- **TASK DESCRIPTION**
Give back the whole listing exactly, line by line.

- **DATA TO EXAMINE**
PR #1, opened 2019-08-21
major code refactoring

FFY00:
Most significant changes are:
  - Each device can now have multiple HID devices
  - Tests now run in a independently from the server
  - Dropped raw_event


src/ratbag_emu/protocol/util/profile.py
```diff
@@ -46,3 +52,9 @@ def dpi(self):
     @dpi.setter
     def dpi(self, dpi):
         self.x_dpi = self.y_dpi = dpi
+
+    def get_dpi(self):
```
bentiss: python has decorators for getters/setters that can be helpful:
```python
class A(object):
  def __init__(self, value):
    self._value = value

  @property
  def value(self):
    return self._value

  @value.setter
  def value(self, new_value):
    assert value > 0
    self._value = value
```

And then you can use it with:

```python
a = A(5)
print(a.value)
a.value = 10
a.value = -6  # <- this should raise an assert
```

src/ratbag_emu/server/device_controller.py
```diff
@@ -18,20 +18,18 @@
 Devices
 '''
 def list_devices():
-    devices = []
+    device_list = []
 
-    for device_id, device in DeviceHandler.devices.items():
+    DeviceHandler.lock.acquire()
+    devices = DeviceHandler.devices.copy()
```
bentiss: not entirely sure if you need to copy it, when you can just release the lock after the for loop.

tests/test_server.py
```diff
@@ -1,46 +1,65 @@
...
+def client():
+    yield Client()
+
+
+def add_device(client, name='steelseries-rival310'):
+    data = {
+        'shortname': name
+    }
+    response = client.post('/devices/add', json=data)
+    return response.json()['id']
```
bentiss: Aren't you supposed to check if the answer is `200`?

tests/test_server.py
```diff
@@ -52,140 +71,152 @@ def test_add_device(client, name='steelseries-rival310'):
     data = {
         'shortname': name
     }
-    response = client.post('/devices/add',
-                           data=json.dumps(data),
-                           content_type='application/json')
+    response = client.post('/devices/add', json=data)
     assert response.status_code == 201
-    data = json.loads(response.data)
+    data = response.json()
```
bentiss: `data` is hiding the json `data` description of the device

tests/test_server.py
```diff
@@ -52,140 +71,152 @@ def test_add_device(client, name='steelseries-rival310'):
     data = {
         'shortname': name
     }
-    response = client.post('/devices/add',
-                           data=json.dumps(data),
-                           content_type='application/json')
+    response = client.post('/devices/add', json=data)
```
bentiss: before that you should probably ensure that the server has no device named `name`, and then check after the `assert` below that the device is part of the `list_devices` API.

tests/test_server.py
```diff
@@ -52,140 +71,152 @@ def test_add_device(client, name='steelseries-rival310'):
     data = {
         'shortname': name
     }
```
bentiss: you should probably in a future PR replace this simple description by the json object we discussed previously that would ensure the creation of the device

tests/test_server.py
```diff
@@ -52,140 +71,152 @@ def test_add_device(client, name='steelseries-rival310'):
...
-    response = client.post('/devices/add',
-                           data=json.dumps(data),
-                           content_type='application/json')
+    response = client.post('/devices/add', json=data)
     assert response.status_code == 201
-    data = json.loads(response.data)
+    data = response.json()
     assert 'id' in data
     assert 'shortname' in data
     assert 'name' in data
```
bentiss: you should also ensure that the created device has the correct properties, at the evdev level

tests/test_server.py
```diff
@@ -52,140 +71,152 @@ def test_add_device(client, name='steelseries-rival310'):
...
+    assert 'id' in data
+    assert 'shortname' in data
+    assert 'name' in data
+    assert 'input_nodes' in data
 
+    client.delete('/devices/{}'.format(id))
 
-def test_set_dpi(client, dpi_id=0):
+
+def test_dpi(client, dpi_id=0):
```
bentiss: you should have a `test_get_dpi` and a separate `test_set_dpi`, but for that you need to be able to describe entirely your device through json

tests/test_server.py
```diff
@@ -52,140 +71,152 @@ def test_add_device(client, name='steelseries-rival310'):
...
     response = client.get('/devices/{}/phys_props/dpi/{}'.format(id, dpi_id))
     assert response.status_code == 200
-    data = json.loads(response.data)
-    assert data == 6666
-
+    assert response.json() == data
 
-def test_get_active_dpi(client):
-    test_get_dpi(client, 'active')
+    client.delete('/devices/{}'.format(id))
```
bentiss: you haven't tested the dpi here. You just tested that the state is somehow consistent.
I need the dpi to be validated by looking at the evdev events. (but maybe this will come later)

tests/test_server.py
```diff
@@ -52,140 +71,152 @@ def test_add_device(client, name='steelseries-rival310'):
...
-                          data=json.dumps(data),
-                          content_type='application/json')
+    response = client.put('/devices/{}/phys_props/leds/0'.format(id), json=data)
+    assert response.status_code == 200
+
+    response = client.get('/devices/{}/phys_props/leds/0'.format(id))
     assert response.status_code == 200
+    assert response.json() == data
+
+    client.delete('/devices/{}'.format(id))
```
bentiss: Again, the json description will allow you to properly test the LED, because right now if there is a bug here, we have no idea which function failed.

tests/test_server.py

- **THE COMPLETED TASK**
PR #1, opened 2019-08-21
major code refactoring

FFY00:
Most significant changes are:
  - Each device can now have multiple HID devices
  - Tests now run in a independently from the server
  - Dropped raw_event


src/ratbag_emu/protocol/util/profile.py
```diff
@@ -46,3 +52,9 @@ def dpi(self):
     @dpi.setter
     def dpi(self, dpi):
         self.x_dpi = self.y_dpi = dpi
+
+    def get_dpi(self):
```
bentiss: python has decorators for getters/setters that can be helpful:
```python
class A(object):
  def __init__(self, value):
    self._value = value

  @property
  def value(self):
    return self._value

  @value.setter
  def value(self, new_value):
    assert value > 0
    self._value = value
```

And then you can use it with:

```python
a = A(5)
print(a.value)
a.value = 10
a.value = -6  # <- this should raise an assert
```

src/ratbag_emu/server/device_controller.py
```diff
@@ -18,20 +18,18 @@
 Devices
 '''
 def list_devices():
-    devices = []
+    device_list = []
 
-    for device_id, device in DeviceHandler.devices.items():
+    DeviceHandler.lock.acquire()
+    devices = DeviceHandler.devices.copy()
```
bentiss: not entirely sure if you need to copy it, when you can just release the lock after the for loop.

tests/test_server.py
```diff
@@ -1,46 +1,65 @@
...
+def client():
+    yield Client()
+
+
+def add_device(client, name='steelseries-rival310'):
+    data = {
+        'shortname': name
+    }
+    response = client.post('/devices/add', json=data)
+    return response.json()['id']
```
bentiss: Aren't you supposed to check if the answer is `200`?

tests/test_server.py
```diff
@@ -52,140 +71,152 @@ def test_add_device(client, name='steelseries-rival310'):
     data = {
         'shortname': name
     }
-    response = client.post('/devices/add',
-                           data=json.dumps(data),
-                           content_type='application/json')
+    response = client.post('/devices/add', json=data)
     assert response.status_code == 201
-    data = json.loads(response.data)
+    data = response.json()
```
bentiss: `data` is hiding the json `data` description of the device

tests/test_server.py
```diff
@@ -52,140 +71,152 @@ def test_add_device(client, name='steelseries-rival310'):
     data = {
         'shortname': name
     }
-    response = client.post('/devices/add',
-                           data=json.dumps(data),
-                           content_type='application/json')
+    response = client.post('/devices/add', json=data)
```
bentiss: before that you should probably ensure that the server has no device named `name`, and then check after the `assert` below that the device is part of the `list_devices` API.

tests/test_server.py
```diff
@@ -52,140 +71,152 @@ def test_add_device(client, name='steelseries-rival310'):
     data = {
         'shortname': name
     }
```
bentiss: you should probably in a future PR replace this simple description by the json object we discussed previously that would ensure the creation of the device

tests/test_server.py
```diff
@@ -52,140 +71,152 @@ def test_add_device(client, name='steelseries-rival310'):
...
-    response = client.post('/devices/add',
-                           data=json.dumps(data),
-                           content_type='application/json')
+    response = client.post('/devices/add', json=data)
     assert response.status_code == 201
-    data = json.loads(response.data)
+    data = response.json()
     assert 'id' in data
     assert 'shortname' in data
     assert 'name' in data
```
bentiss: you should also ensure that the created device has the correct properties, at the evdev level

tests/test_server.py
```diff
@@ -52,140 +71,152 @@ def test_add_device(client, name='steelseries-rival310'):
...
+    assert 'id' in data
+    assert 'shortname' in data
+    assert 'name' in data
+    assert 'input_nodes' in data
 
+    client.delete('/devices/{}'.format(id))
 
-def test_set_dpi(client, dpi_id=0):
+
+def test_dpi(client, dpi_id=0):
```
bentiss: you should have a `test_get_dpi` and a separate `test_set_dpi`, but for that you need to be able to describe entirely your device through json

tests/test_server.py
```diff
@@ -52,140 +71,152 @@ def test_add_device(client, name='steelseries-rival310'):
...
     response = client.get('/devices/{}/phys_props/dpi/{}'.format(id, dpi_id))
     assert response.status_code == 200
-    data = json.loads(response.data)
-    assert data == 6666
-
+    assert response.json() == data
 
-def test_get_active_dpi(client):
-    test_get_dpi(client, 'active')
+    client.delete('/devices/{}'.format(id))
```
bentiss: you haven't tested the dpi here. You just tested that the state is somehow consistent.
I need the dpi to be validated by looking at the evdev events. (but maybe this will come later)

tests/test_server.py
```diff
@@ -52,140 +71,152 @@ def test_add_device(client, name='steelseries-rival310'):
...
-                          data=json.dumps(data),
-                          content_type='application/json')
+    response = client.put('/devices/{}/phys_props/leds/0'.format(id), json=data)
+    assert response.status_code == 200
+
+    response = client.get('/devices/{}/phys_props/leds/0'.format(id))
     assert response.status_code == 200
+    assert response.json() == data
+
+    client.delete('/devices/{}'.format(id))
```
bentiss: Again, the json description will allow you to properly test the LED, because right now if there is a bug here, we have no idea which function failed.

tests/test_server.py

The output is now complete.